(Dataset entries)
========================================

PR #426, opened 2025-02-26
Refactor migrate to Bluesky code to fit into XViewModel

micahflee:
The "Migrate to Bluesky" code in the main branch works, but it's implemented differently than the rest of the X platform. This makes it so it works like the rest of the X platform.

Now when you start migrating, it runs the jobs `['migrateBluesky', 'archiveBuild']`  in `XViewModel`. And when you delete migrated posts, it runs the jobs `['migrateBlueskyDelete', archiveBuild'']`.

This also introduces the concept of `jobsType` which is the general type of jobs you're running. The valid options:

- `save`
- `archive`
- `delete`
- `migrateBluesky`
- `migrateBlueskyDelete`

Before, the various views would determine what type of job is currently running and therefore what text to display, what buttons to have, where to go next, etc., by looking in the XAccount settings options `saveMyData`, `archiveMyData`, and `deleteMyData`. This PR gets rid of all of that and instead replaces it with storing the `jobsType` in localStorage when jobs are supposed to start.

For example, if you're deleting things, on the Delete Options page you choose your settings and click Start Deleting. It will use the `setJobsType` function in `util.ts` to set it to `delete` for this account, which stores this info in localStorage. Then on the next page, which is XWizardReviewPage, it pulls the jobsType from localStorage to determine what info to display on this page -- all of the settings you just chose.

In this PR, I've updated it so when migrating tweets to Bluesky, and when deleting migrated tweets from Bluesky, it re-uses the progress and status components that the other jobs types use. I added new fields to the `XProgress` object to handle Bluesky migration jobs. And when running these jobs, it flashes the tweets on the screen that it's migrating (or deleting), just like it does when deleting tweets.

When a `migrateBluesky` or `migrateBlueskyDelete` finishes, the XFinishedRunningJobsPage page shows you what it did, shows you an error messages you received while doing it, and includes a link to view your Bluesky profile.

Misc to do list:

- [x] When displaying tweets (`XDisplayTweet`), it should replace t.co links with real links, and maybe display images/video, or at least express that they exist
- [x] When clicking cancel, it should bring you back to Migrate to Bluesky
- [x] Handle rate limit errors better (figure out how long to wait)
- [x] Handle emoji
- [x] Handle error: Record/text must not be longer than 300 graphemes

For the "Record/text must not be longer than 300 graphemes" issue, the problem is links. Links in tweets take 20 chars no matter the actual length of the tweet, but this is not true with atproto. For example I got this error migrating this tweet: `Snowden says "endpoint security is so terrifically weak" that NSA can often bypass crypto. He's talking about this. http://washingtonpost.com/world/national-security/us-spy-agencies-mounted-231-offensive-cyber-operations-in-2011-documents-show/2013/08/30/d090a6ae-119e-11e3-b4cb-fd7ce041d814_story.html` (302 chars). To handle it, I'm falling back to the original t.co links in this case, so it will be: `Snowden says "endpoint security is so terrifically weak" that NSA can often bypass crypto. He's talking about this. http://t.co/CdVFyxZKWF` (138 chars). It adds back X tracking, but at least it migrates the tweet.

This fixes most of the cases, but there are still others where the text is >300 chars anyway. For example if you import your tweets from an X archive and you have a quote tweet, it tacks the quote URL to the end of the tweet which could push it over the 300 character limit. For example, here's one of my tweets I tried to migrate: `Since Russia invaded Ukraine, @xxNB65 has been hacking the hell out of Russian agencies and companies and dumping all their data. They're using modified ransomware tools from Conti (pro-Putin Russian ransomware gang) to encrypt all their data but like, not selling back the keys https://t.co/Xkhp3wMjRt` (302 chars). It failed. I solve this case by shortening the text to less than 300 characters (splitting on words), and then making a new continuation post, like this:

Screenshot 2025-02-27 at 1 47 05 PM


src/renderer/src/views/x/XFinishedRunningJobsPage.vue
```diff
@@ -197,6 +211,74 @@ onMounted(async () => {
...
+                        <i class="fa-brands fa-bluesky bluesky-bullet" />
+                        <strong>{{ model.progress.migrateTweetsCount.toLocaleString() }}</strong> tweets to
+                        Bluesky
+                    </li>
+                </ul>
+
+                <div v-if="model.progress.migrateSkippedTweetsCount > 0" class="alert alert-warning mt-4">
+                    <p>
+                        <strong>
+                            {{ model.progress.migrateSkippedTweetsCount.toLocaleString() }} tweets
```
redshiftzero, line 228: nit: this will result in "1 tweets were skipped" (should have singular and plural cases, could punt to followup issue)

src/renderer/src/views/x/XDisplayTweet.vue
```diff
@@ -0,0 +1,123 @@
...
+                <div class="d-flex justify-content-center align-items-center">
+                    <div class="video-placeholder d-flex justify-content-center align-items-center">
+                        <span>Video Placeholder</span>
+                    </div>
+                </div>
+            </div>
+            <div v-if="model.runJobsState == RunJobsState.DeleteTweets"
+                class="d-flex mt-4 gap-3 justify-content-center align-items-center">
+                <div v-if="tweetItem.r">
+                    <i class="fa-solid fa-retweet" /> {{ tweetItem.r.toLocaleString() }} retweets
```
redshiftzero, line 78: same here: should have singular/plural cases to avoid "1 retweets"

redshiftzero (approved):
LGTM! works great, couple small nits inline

========================================

Your instructions: Show me every line of the entries above that holds "Record".

Task answer:
- [x] Handle error: Record/text must not be longer than 300 graphemes
For the "Record/text must not be longer than 300 graphemes" issue, the problem is links. Links in tweets take 20 chars no matter the actual length of the tweet, but this is not true with atproto. For example I got this error migrating this tweet: `Snowden says "endpoint security is so terrifically weak" that NSA can often bypass crypto. He's talking about this. http://washingtonpost.com/world/national-security/us-spy-agencies-mounted-231-offensive-cyber-operations-in-2011-documents-show/2013/08/30/d090a6ae-119e-11e3-b4cb-fd7ce041d814_story.html` (302 chars). To handle it, I'm falling back to the original t.co links in this case, so it will be: `Snowden says "endpoint security is so terrifically weak" that NSA can often bypass crypto. He's talking about this. http://t.co/CdVFyxZKWF` (138 chars). It adds back X tracking, but at least it migrates the tweet.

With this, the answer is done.